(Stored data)
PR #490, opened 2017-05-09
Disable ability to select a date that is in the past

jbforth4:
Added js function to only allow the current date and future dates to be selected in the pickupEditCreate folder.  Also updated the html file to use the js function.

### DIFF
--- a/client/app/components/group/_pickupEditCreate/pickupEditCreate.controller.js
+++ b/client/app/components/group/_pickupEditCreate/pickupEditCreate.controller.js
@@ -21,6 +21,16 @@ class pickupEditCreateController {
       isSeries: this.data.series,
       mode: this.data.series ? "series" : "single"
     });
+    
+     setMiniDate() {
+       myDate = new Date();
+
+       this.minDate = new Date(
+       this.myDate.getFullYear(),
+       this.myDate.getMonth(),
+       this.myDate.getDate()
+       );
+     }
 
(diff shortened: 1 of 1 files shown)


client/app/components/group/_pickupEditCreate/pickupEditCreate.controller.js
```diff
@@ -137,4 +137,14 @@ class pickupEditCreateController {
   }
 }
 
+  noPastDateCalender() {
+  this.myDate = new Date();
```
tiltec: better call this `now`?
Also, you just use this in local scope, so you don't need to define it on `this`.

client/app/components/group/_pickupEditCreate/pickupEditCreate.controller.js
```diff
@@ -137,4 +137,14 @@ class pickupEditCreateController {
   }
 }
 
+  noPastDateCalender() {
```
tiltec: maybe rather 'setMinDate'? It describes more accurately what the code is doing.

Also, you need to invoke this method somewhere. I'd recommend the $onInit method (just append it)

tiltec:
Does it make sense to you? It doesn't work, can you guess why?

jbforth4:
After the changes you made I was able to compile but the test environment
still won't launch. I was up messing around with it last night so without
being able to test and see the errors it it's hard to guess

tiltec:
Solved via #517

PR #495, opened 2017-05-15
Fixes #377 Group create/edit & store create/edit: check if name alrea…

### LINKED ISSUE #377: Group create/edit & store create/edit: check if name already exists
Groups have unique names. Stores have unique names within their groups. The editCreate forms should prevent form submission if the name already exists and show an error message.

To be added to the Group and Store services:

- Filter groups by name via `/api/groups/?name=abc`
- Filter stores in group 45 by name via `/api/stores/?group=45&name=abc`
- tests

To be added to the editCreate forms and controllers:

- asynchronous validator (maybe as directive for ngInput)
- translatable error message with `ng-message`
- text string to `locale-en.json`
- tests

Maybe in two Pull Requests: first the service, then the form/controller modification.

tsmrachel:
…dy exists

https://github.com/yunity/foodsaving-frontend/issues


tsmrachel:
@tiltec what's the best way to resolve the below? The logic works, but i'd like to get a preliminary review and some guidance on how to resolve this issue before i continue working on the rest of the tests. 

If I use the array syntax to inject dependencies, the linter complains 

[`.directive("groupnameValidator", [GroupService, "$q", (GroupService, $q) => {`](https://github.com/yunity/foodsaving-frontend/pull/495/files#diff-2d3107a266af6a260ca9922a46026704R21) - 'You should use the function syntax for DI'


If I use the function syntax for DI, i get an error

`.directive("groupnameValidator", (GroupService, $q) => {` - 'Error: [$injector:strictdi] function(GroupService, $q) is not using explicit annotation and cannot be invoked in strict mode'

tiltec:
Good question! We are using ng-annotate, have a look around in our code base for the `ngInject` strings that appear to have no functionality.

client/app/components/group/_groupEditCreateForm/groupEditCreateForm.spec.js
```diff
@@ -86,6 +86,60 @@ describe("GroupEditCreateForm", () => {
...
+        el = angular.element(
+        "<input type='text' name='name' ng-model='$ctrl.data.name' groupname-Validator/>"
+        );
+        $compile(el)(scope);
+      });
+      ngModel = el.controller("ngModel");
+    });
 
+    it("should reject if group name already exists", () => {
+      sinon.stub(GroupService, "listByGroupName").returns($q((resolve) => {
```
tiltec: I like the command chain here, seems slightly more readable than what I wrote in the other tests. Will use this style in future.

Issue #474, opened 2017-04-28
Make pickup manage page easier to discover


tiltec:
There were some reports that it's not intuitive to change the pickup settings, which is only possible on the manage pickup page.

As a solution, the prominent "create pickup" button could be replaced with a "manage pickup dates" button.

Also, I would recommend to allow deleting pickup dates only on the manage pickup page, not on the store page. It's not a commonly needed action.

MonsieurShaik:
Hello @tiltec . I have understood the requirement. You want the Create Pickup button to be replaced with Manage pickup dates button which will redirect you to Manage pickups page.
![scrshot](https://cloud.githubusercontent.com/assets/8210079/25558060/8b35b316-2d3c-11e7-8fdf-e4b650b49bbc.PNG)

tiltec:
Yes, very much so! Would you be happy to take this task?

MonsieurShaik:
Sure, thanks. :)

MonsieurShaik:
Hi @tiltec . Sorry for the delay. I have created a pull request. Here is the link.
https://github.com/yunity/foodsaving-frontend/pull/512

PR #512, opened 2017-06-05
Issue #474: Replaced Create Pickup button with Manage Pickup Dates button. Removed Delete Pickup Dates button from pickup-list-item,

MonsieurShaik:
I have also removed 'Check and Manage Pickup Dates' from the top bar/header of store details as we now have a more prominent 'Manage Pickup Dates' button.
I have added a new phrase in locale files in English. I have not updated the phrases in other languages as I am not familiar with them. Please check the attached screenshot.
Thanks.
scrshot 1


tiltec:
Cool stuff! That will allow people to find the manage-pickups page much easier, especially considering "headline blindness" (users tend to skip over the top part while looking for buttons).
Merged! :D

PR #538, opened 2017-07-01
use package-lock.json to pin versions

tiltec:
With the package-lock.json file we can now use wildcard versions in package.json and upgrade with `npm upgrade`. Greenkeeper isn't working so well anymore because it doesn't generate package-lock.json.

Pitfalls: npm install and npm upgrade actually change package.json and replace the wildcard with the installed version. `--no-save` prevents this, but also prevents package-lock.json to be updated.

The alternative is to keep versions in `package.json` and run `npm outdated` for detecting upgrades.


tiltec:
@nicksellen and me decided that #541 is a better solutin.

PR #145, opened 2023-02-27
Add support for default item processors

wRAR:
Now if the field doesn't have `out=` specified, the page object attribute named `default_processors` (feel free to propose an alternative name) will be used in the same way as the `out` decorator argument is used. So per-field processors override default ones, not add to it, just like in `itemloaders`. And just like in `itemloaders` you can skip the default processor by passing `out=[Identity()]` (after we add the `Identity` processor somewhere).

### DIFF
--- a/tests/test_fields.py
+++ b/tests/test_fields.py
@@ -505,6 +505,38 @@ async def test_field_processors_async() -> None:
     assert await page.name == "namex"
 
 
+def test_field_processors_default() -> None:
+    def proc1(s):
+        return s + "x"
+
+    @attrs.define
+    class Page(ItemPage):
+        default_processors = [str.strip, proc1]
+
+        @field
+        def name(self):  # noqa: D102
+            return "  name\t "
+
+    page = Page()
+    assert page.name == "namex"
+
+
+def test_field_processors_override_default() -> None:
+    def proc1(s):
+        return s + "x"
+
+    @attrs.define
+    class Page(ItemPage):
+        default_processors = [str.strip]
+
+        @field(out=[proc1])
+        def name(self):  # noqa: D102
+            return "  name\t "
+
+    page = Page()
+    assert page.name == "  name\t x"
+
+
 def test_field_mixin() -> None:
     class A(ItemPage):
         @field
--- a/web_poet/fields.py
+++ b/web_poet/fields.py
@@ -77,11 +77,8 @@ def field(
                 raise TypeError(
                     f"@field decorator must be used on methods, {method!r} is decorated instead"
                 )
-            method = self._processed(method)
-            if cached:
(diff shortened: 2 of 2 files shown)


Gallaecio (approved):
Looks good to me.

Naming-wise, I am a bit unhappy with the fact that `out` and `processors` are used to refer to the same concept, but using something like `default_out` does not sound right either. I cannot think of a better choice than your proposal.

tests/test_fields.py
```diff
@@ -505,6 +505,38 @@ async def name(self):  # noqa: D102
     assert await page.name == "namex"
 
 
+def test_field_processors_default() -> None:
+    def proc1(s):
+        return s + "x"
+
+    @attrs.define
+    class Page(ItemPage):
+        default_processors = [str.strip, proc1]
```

**Exercise objective:** Set down, unchanged, only those lines above that fall between the line with "There were some" and the line with "Also, I would", the two end lines included.

**Written answer:**
There were some reports that it's not intuitive to change the pickup settings, which is only possible on the manage pickup page.

As a solution, the prominent "create pickup" button could be replaced with a "manage pickup dates" button.

Also, I would recommend to allow deleting pickup dates only on the manage pickup page, not on the store page. It's not a commonly needed action.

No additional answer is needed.